ARCANE: Scalable high-degree cubature formulae for simulating SDEs without Monte Carlo error

TL;DR

ARCANE introduces an efficient algorithm to construct high-degree cubature formulae for SDE simulation, significantly reducing error compared to Monte Carlo methods without requiring large sample sizes.

Contribution

The paper presents ARCANE, a novel algorithm capable of automatically generating high-degree cubature formulae for SDEs, surpassing previous degree limitations and improving simulation accuracy.

Findings

Reaches degree D=19 cubature formulae within hours.

Achieves error reduction orders of magnitude over Monte Carlo.

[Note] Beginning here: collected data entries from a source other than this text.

PR #614, opened 2018-04-17
Storing group selection

### LINKED ISSUE #597: Store view options in cookies
Store sorting/filtering dropdown selections and monitoring period in cookies so that a user doesn't have to re-select those options every time the page is reloaded. 

Example story: "as a user I want the list of failed message groups to default to group messages by the criteria of my choice so that I don't have to change grouping everytime I open that screen"

WojcikMike:
Resolves #597, #614


HEskandari:
This is ready to be reviewed.

WojcikMike:
This looks good to me

src/ServicePulse.Host/app/js/views/archive/controller.js
```diff
@@ -72,15 +73,29 @@
             vm.loadingData = false;
         };
 
+        var storeGroupOption = function (amount, unit) {
+            $cookies.put('archive_amount', amount);
+            $cookies.put('archive_unit', unit);
+        }
+
+        var loadDefaultGroup = function() {
```
WilliamBZA: This isn't loading a default group, this is loading the group from the cookies. Maybe `loadInitialGroupFromCookies`?

Also, what is the result if there aren't cookies here? What is the default behaviour?

WilliamBZA: I also kind of feel like this should be separated into 2 methods:

1 to load the values from cookies (or provide a default)
2 to save the values in the `timeGroup` variable

src/ServicePulse.Host/app/js/views/archive/controller.js
```diff
@@ -72,15 +73,29 @@
...
 
             vm.configuration = sharedDataService.getConfiguration();
             vm.error_retention_period = moment.duration(vm.configuration.data_retention.error_retention_period).asHours();
             vm.total = 1;
             vm.archives = [];
             vm.sort.page = 1;
-            vm.sort.start = moment.utc().subtract(vm.timeGroup.amount, vm.timeGroup.unit).format('YYYY-MM-DDTHH:mm:ss');
-            vm.sort.end = moment.utc().format('YYYY-MM-DDTHH:mm:ss');
+
+            loadDefaultGroup();
```
WilliamBZA: See above, it feels hidden as to what the `loadDefaultGroup` method does. Once it's loaded the default group, there's no indication in code that it sets the values to the `timeGroup` variable making it seem like there's no link between the load and the use of the timeGroup variable, someone might think it's ok to swap the lines around.

src/ServicePulse.Host/app/js/views/archive/controller.js
```diff
@@ -245,6 +260,8 @@
                 vm.timeGroup.buttonText = 'All Archived';
                 vm.sort.start = vm.sort.end = undefined;
             }
+
+            storeGroupOption(amount, unit);
```
WilliamBZA: `storeGroupSelectionInCookies`

WilliamBZA: Or `storeInitialGroupInCookies`

src/ServicePulse.Host/app/js/views/archive/controller.js
```diff
@@ -72,15 +73,29 @@
...
             vm.configuration = sharedDataService.getConfiguration();
             vm.error_retention_period = moment.duration(vm.configuration.data_retention.error_retention_period).asHours();
             vm.total = 1;
             vm.archives = [];
             vm.sort.page = 1;
-            vm.sort.start = moment.utc().subtract(vm.timeGroup.amount, vm.timeGroup.unit).format('YYYY-MM-DDTHH:mm:ss');
-            vm.sort.end = moment.utc().format('YYYY-MM-DDTHH:mm:ss');
+
+            loadDefaultGroup();
+            vm.selectTimeGroup(vm.timeGroup.amount, vm.timeGroup.unit);
```
WilliamBZA: This method also sets the `vm.timeGroup.amount` and `vm.timeGroup.unit` variables. Is it worth refactoring this so that the load method doesn't set the variables but rather returns it's own object that gets passed in as a variable here?

src/ServicePulse.Host/app/js/views/archive/controller.js
WilliamBZA: Maybe since it's a new function, switch to arrow function?

```
var loadDefaultGroup = () => {
};
```

src/ServicePulse.Host/app/js/views/failed_groups/controller.js
```diff
@@ -159,10 +160,26 @@
                 });
         };
 
+        var storeSelectedClassification = function (classification) {
+            $cookies.put("failed_groups_classification", classification);
+        };
+
+        var getDefaultClassification = function(classifiers) {
```
WilliamBZA: maybe `load` instead of `get`? It's minor, but load to me implies getting data from somewhere, while get implies the data is available already.

Maybe get is actually better then. If we choose get, maybe the previous methods should also be changed to get

src/ServicePulse.Host/app/js/views/archive/controller.js
WilliamBZA: Or drop the cookies part. That's optional that you guys can decide on :+1:

src/ServicePulse.Host/app/js/views/failed_messages/controller.js
```diff
@@ -45,6 +44,11 @@
             vm.sortButtonText = (sort === 'message_type' ? "Message Type" : "Time of Failure") + " " + (direction === 'asc' ? "ASC" : "DESC");
         }
 
+        var storeSortOption = function(sort, direction) {
```
WilliamBZA: Maybe instead of using `store` a better word for these types of things would be `save`?

src/ServicePulse.Host/app/js/views/failed_messages/controller.js
```diff
@@ -68,11 +72,23 @@
             }
         }
 
+        function loadDefaultSort() {
```
WilliamBZA: load or get, but standardize

src/ServicePulse.Host/app/js/views/failed_messages/controller.js
```diff
@@ -68,11 +72,23 @@
...
+            var sort = $cookies.get("failed_messages_sort");
+            var direction = $cookies.get("failed_messages_direction");
+
+            if (typeof sort === "undefined") sort = "time_of_failure";
+            if (typeof direction === "undefined") direction = "desc";
+
+            vm.sort = sort;
```
WilliamBZA: These methods should return an object instead of relying on a hidden API that the vm object must comply to

src/ServicePulse.Host/app/js/views/archive/controller.js
HEskandari: It does provide the default. The default, if the cookies are not available is `undefined` which would automatically default the filter to 'All Archived' messages.

src/ServicePulse.Host/app/js/views/failed_groups/controller.js
HEskandari: I tend to keep the changes to a minumum so any refactoring I stay clear of. I'm happy to clean it up in a separate commit.

HEskandari:
@WilliamBZA I have pushed a commit that should address most - if not all - of your concerns.

src/ServicePulse.Host/app/js/views/archive/controller.js
```diff
@@ -72,35 +73,53 @@
             vm.loadingData = false;
         };
 
+        var saveGroupOption = (amount, unit) => {
+            $cookies.put('archive_amount', amount);
+            $cookies.put('archive_unit', unit);
+        };
+
+        var getDefaultGroup = () => {
```
WilliamBZA: Maybe `getSelectedArchiveGroup` or something to at least indicate what the group is.

src/ServicePulse.Host/app/js/views/archive/controller.js
```diff
@@ -72,35 +73,53 @@
             vm.loadingData = false;
         };
 
+        var saveGroupOption = (amount, unit) => {
```
WilliamBZA: Still not a fan of the name `default` here. Maybe `saveSelectedArchiveGroup` or something a bit more descriptive?

src/ServicePulse.Host/app/js/views/archive/controller.js
```diff
@@ -72,35 +73,53 @@
...
             vm.archives = [];
             vm.sort.page = 1;
-            vm.sort.start = moment.utc().subtract(vm.timeGroup.amount, vm.timeGroup.unit).format('YYYY-MM-DDTHH:mm:ss');
-            vm.sort.end = moment.utc().format('YYYY-MM-DDTHH:mm:ss');
 
+            var defaultGroup = getDefaultGroup();
+
+            vm.timeGroup.amount = defaultGroup.amount;
+            vm.timeGroup.unit = defaultGroup.unit;
+            vm.selectTimeGroup(vm.timeGroup.amount, vm.timeGroup.unit);
```
WilliamBZA: The `selectTimeGroup` sets the `vm.timeGroup.amount` and `vm.timeGroup.unit` properties, so we can remove the 2 previous lines and make this a bit cleaner.

src/ServicePulse.Host/app/js/views/archive/controller.js
WilliamBZA: The difference between this name and the one for classification below, is that in the classification one, if there isn't a cookie value a default value is used. In this case, if there is no cookie value then `undefined` (or `null`?) is used.

sergioc:
Can we use this PR to also enable storing the last selected period value in the monitoring screens?

WojcikMike:
@sergioc I created a separate issue to cover that:
https://github.com/Particular/ServicePulse/issues/616

src/ServicePulse.Host/app/js/views/archive/controller.js
HEskandari: yes...the `undefined` value will translate to 'All Archive' option in the filter.

HEskandari:
@WilliamBZA @WojcikMike I have rebased this on master. Please review and merge if okay.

Efficiently constructs cubature formulae on modest hardware.

Abstract

Monte Carlo sampling is the standard approach for estimating properties of solutions to stochastic differential equations (SDEs), but accurate estimates require huge sample sizes. Lyons and Victoir (2004) proposed replacing independently sampled Brownian driving paths with "cubature formulae", deterministic weighted sets of paths that match Brownian "signature moments" up to some degree $D$. They prove that cubature formulae exist for arbitrary $D$, but explicit constructions are difficult and have only reached $D=7$, too small for practical use. We present ARCANE, an algorithm that efficiently and automatically constructs cubature formulae of arbitrary degree. It reproduces the state of the art in seconds and reaches $\boldsymbol{D=19}$ within hours on modest hardware. In simulations across multiple different SDEs and error metrics, our cubature formulae robustly achieve an error orders of magnitude smaller than Monte Carlo with the same number of paths.